Psychiatr Serv 60:601-610, May 2009
doi: 10.1176/appi.ps.60.5.601
© 2009 American Psychiatric Association
Medicaid Prescription Drug Policies and Medication Access and Continuity: Findings From Ten States
Joyce C. West, Ph.D., M.P.P.,
Joshua E. Wilk, Ph.D.,
Donald S. Rae, M.A.,
Irvin S. Muszynski, J.D.,
Maritza Rubio Stipec, Sc.D.,
Carol L. Alter, M.D.,
Karen E. Sanders, M.S.,
Stephen Crystal, Ph.D. and
Darrel A. Regier, M.D., M.P.H.
Dr. West, Mr. Rae, Dr. Rubio Stipec, and Dr. Regier are affiliated with the American Psychiatric Institute for Research and Education Psychiatric Practice Research Network, and Mr. Muszynski and Ms. Sanders are with the Division of Healthcare, Systems, and Finance, all at the American Psychiatric Association, 1000 Wilson Blvd., Arlington, VA 22209 (e-mail: jwest{at}psych.org). Dr. Wilk is with the Division of Psychiatry and Neuroscience, Walter Reed Army Institute of Research, Silver Spring, Maryland. Dr. Alter is with the Department of Psychiatry, Georgetown University, Washington, D.C. Dr. Crystal is with the Center for Pharmacotherapy, Rutgers University, New Brunswick, New Jersey.
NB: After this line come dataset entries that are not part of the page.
PR #346, opened 2020-02-12
btc,eth: validate names / ascii

benma:
To be able to print names on the screen for confirmation, they need to
be all ascii and not start/end with spaces.

ascii util function added also for bytes as that can be reused in
eth's sign message function.

### DIFF
--- a/src/util/util_string.c
+++ b/src/util/util_string.c
@@ -1,0 +1,61 @@
+// Copyright 2019 Shift Cryptosecurity AG
+//
+// Licensed under the Apache License, Version 2.0 (the "License");
+// you may not use this file except in compliance with the License.
+// You may obtain a copy of the License at
+//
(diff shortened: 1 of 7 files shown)


src/util/util_string.c
```diff
@@ -0,0 +1,50 @@
...
+    return true;
+}
+
+bool util_string_all_ascii(const char* str)
+{
+    return util_string_all_ascii_bytes((const uint8_t*)str, strlen(str));
+}
+
+bool util_string_validate_name(const char* name, size_t max_len)
+{
```
NickeZ: What do you think about an `Abort(...)` in case `name==NULL`?

benma: :+1: done

benma:
> Great job, could we use this to validate the set device name as well?

I'd move that to the next release, as that needs to happen together with validation in the app.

OBJECTIVES: The aims of this study were to compare medication access problems among psychiatric patients in ten state Medicaid programs, assess adverse events associated with medication access problems, and determine whether prescription drug utilization management is associated with access problems and adverse events. METHODS: Psychiatrists from the American Medical Association's Masterfile were randomly selected (N=4,866). Sixty-two percent responded; 32% treated Medicaid patients and were randomly assigned a start day and time to report on two Medicaid patients (N=1,625 patients). RESULTS: A medication access problem in the past year was reported for a mean±SE of 48.3%±2.0% of the patients, with a 37.6% absolute difference between states with the lowest and highest rates (p<.001). The most common access problems were not being able to access clinically indicated medication refills or new prescriptions because Medicaid would not cover or approve them (34.0%±1.9%), prescribing a medication not clinically preferred because clinically indicated or preferred medications were not covered or approved (29.4%±1.8%), and discontinuing medications as a result of prescription drug coverage or management issues (25.8%±1.6%). With patient case mix adjusted to control for sociodemographic and clinical confounders, patients with medication access problems had 3.6 times greater likelihood of adverse events (p<.001), including emergency visits, hospitalizations, homelessness, suicidal ideation or behavior, or incarceration. Also, all prescription drug management features were significantly associated with increased medication access problems and adverse events (p<.001). States with more access problems had significantly higher adverse event rates (p<.001). CONCLUSIONS: These associations indicate that more effective Medicaid prescription drug management and financing practices are needed to promote medication continuity and improve treatment outcomes.